I usually stay away from New Years Resolutions because I am the person that gives up on Week 1.  And more than anything I hate disappointing myself.  Seems like the ultimate low to make lofty goals of grandeur and then fail miserably at them.  If I could sum up what I would ahem, resolute, this year..it would be that I in general "suck less." (as my friend Kallyn says.)  My flesh screams that I can fix the brokenness in me, the lonliness and the sin nature that keeps me running back to that which will not satisfy.  Suck less, Allyson.  Pull it together.  Eat healthy, work out, dont say cuss words.  Rules which I break as often as I keep. My feeble attempts at holiness and goodness fall so very short.

Instead of this game of pass and fail, my prayer this year, for 2013, is like that of Jesus.  I pray that I can run to God and not away from him even when I feel completely unworthy of him and essentially useless as a human being.   My prayer is that I would experience more of His holy presence and that in seeing more of Him, I would not think of myself as much but that I would have eyes to see and ears to see as He does.  That I would practice thinking more highly of God, that I would trust in his sovereignty and goodness and delight in his truth.

Anne Lamott says that "If I were going to begin practicing the presence of God for the first time today, it would help to begin by admitting the three most terrible truths of our existence: that we are so ruined, and so loved, and in charge of so little."

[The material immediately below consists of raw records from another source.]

PR #1617, opened 2024-06-03
Script for creating compilation database

justsmth:
### Description of changes: 
* A [compilation database](https://clang.llvm.org/docs/JSONCompilationDatabase.html) is a JSON file that helps facilitate code assistance within a code/text editor.  This is typically via the editor's integration with [Clangd/LSP](https://clangd.llvm.org/).  It is supported by a variety of editors: [VSCode](https://code.visualstudio.com/docs/cpp/faq-cpp#_how-do-i-get-intellisense-to-work-correctly), [CLion](https://www.jetbrains.com/help/clion/compilation-database.html), [Neovim](https://neovim.io/), [Helix](https://helix-editor.com/) among others.
* This script simplifies the creation of this database for AWS-LC: `compile_commands.json`
* This adds the `compile_commands.json` file to `.gitignore`.

### Testing
* I tested the script on both Linux and macOS.
```
❯ ls -lh *.json
-rw-rw-r-- 1 justsmth justsmth 456K Jun  3 14:04 compile_commands.json
```

### DIFF
--- a/util/build_compilation_database.sh
+++ b/util/build_compilation_database.sh
@@ -1,0 +1,19 @@
+#!/usr/bin/env bash
+
+set -ex
+
+BASE_DIR=$( cd -- "$( dirname -- "${BASH_SOURCE[0]}/" )/.." &> /dev/null && pwd )
+
+TMP_DIR=`mktemp -d`
+echo ${TMP_DIR}
+AWS_LC_BUILD="${TMP_DIR}/AWS-LC-BUILD"
+
+MY_CMAKE_FLAGS=("-GNinja" "-DCMAKE_BUILD_TYPE=Debug" "-DCMAKE_EXPORT_COMPILE_COMMANDS=ON")
+
+mkdir -p "${AWS_LC_BUILD}"
+
+cmake "${BASE_DIR}" -B "${AWS_LC_BUILD}" ${MY_CMAKE_FLAGS[@]}
+
+cmake --build "${AWS_LC_BUILD}" --target all
+
+cp "${AWS_LC_BUILD}"/compile_commands.json "${BASE_DIR}"/
--- a/.gitignore
+++ b/.gitignore
@@ -41,3 +41,4 @@ symbols.txt
 .fleet/
 .cache/
 /CMakePresets.json
+/compile_commands.json


util/build_compilation_database.sh
```diff
@@ -0,0 +1,19 @@
...
+
+set -ex
+
+BASE_DIR=$( cd -- "$( dirname -- "${BASH_SOURCE[0]}/" )/.." &> /dev/null && pwd )
+
+TMP_DIR=`mktemp -d`
+echo ${TMP_DIR}
+AWS_LC_BUILD="${TMP_DIR}/AWS-LC-BUILD"
+
+MY_CMAKE_FLAGS=("-GNinja" "-DCMAKE_BUILD_TYPE=Debug" "-DCMAKE_EXPORT_COMPILE_COMMANDS=ON")
```
nebeid, line 11: The description page says in https://clang.llvm.org/docs/JSONCompilationDatabase.html#supported-systems that "Ninja is in the works"; is it supported by now?

justsmth: Apparently so. The [CMake documentation for the `CMAKE_EXPORT_COMPILE_COMMANDS` flag](https://cmake.org/cmake/help/latest/variable/CMAKE_EXPORT_COMPILE_COMMANDS.html) says:
> This option is implemented only by [Makefile Generators](https://cmake.org/cmake/help/latest/manual/cmake-generators.7.html#makefile-generators) and [Ninja Generators](https://cmake.org/cmake/help/latest/manual/cmake-generators.7.html#ninja-generators). It is ignored on other generators.

WillChilds-Klein, line 11: looks like this export option was added in CMake 2.8.5. do we care about versions older than that? if so, suggest checking CMake version and exiting w/ descriptive error, else this option will be ignored and the script will silently fail to produce the compilation DB.

WillChilds-Klein (approved):

util/build_compilation_database.sh
justsmth: AWS-LC won't build with CMake prior to 3.2.  We've got CI to help ensure we don't regress on that here: https://github.com/aws/aws-lc/blob/main/.github/workflows/cmake.yml

nebeid (approved):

And she is right.  We are hopeless outside of Jesus, and this Jesus is unimaginably in love with us, wanting us, bidding us "Come."  So instead of me buckling down and trying to be all that I feel I am supposed to be, I pray "help." I have run out of good ideas on how to fix the unfixable, so I have decided to finally stop trying to heal my own sick stressed mind, with my own sick stressed mind.
These prayers remind me that I am not in charge, that I cannot fix anything, and that I open myself to being helped by something, or someone. These prayers acknowledge that I am clueless, but that God isn’t. It means I stop trying to figure it out, because trying to figure it out is exhausting and crazy-making.  
 
Lamott says "When we cry out for Help, or whisper it into our chests, we enter the paradox of not going limp and not feeling so hopeless that we can barely walk, and we release ourselves from the absolute craziness of trying to be our own—or other people’s—higher powers. We can be freed from a damaging insistence on forward thrust, from a commitment to running wildly down a convenient path that might actually be taking us deeper into the dark forest. Praying “help”means that we ask that something give us the courage to stop in our tracks, right where we are, and turn our fixation away from the Gordian knot of our problems. We stop the toxic peering and instead turn our eyes to something else."
 
So welcome 2013, may this year be one of prayer, steadfastness, trust, and and increasing knowledge of the glory of God.  May it be a year of love, adventure, hope, wellness, and peace.  May my eyes and focus always be set on who God is and not who I am.  May his glory result in my joy, and may I serve and honor him in a way that is worthy of who He is.  To him be the glory, here, and in the years to come forever and ever amen.